# Exercise aim
Please take the lines from the one holding "List.to_seq |> Taint_map.of_seq" through the one holding "brandonspark: I suppose" in the data below and copy them exactly.

(Stored items)
===============
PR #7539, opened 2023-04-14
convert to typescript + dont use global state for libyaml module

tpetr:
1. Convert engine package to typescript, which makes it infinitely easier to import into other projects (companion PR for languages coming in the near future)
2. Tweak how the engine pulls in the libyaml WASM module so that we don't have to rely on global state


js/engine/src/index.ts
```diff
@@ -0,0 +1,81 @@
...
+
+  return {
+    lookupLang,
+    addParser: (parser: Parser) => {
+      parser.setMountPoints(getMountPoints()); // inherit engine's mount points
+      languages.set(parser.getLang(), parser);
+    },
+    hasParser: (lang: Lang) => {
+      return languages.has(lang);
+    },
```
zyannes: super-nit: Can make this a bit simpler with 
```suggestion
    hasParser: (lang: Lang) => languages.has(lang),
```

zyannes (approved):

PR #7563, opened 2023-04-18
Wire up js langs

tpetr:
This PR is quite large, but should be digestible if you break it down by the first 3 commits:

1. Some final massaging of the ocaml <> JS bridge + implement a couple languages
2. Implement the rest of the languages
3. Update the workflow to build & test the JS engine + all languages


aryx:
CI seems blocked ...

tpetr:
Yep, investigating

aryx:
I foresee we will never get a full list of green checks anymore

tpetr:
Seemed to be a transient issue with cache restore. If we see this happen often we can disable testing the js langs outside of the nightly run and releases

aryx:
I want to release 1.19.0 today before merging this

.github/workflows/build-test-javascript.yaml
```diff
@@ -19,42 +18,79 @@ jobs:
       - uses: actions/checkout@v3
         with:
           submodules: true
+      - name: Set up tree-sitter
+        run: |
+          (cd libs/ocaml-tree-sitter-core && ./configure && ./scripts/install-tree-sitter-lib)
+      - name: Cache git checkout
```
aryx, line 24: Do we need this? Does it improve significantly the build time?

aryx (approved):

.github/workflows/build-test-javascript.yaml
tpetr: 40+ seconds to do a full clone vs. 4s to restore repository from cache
===============
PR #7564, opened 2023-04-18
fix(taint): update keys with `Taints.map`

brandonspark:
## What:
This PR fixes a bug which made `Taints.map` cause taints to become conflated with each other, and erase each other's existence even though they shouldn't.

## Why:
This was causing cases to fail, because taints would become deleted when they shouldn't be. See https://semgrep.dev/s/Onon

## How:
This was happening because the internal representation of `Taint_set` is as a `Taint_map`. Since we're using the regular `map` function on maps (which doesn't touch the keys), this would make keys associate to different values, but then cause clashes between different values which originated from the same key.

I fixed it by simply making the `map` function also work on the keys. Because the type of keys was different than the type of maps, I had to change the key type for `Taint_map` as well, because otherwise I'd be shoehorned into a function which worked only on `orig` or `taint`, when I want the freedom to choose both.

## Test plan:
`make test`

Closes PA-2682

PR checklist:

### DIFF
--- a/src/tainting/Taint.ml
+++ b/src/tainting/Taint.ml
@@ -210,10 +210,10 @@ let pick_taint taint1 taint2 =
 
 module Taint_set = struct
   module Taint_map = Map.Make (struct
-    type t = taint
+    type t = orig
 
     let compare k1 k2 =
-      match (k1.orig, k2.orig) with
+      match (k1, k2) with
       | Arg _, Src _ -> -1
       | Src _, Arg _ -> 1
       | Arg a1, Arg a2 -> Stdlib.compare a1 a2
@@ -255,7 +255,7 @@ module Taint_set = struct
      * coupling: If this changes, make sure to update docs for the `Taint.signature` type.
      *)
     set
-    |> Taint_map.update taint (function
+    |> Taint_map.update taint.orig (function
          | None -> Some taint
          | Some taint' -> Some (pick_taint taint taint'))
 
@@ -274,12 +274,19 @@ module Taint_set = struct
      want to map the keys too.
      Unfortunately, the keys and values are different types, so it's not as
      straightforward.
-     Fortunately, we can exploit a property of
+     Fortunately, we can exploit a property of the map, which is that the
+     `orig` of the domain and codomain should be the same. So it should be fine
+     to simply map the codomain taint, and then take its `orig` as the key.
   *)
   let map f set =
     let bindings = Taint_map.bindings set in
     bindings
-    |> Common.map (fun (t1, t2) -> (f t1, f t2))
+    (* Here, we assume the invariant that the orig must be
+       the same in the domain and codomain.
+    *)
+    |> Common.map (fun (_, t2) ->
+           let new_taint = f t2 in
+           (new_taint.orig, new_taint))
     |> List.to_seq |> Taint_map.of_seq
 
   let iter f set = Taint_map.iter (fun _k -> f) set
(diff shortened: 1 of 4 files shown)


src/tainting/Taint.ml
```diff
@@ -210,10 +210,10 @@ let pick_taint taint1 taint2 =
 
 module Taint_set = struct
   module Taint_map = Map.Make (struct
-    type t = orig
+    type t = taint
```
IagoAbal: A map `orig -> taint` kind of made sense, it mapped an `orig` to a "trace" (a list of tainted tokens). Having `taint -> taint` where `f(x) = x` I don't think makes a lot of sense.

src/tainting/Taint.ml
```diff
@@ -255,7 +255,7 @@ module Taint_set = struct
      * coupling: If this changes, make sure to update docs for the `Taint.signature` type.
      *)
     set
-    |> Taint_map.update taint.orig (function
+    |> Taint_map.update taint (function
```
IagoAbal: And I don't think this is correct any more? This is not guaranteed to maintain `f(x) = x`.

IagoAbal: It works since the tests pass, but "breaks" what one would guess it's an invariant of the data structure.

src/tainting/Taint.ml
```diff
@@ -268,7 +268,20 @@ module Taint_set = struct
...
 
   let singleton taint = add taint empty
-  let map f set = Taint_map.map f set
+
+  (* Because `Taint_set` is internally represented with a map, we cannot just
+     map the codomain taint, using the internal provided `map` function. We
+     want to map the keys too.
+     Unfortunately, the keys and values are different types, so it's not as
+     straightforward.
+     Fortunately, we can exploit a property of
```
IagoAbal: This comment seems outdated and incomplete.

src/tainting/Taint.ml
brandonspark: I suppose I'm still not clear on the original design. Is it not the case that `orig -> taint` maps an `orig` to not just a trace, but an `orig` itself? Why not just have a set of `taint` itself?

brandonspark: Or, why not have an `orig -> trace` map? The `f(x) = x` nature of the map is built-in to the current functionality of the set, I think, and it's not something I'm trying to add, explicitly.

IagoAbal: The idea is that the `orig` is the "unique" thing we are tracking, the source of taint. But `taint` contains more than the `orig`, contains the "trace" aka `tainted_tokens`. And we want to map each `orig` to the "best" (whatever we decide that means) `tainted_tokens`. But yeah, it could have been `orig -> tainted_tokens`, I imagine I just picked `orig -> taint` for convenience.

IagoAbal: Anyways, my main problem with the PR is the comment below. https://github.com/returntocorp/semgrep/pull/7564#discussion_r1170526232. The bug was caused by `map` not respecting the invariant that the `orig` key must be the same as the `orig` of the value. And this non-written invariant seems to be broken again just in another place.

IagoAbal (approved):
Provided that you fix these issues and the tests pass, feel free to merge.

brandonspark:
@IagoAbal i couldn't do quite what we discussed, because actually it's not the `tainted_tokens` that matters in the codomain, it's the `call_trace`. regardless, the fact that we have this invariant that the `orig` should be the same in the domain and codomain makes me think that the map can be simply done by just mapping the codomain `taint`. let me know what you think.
===============
# Task solution
     |> List.to_seq |> Taint_map.of_seq
 
   let iter f set = Taint_map.iter (fun _k -> f) set
(diff shortened: 1 of 4 files shown)


src/tainting/Taint.ml
```diff
@@ -210,10 +210,10 @@ let pick_taint taint1 taint2 =
 
 module Taint_set = struct
   module Taint_map = Map.Make (struct
-    type t = orig
+    type t = taint
```
IagoAbal: A map `orig -> taint` kind of made sense, it mapped an `orig` to a "trace" (a list of tainted tokens). Having `taint -> taint` where `f(x) = x` I don't think makes a lot of sense.

src/tainting/Taint.ml
```diff
@@ -255,7 +255,7 @@ module Taint_set = struct
      * coupling: If this changes, make sure to update docs for the `Taint.signature` type.
      *)
     set
-    |> Taint_map.update taint.orig (function
+    |> Taint_map.update taint (function
```
IagoAbal: And I don't think this is correct any more? This is not guaranteed to maintain `f(x) = x`.

IagoAbal: It works since the tests pass, but "breaks" what one would guess it's an invariant of the data structure.

src/tainting/Taint.ml
```diff
@@ -268,7 +268,20 @@ module Taint_set = struct
...
 
   let singleton taint = add taint empty
-  let map f set = Taint_map.map f set
+
+  (* Because `Taint_set` is internally represented with a map, we cannot just
+     map the codomain taint, using the internal provided `map` function. We
+     want to map the keys too.
+     Unfortunately, the keys and values are different types, so it's not as
+     straightforward.
+     Fortunately, we can exploit a property of
```
IagoAbal: This comment seems outdated and incomplete.

src/tainting/Taint.ml
brandonspark: I suppose I'm still not clear on the original design. Is it not the case that `orig -> taint` maps an `orig` to not just a trace, but an `orig` itself? Why not just have a set of `taint` itself?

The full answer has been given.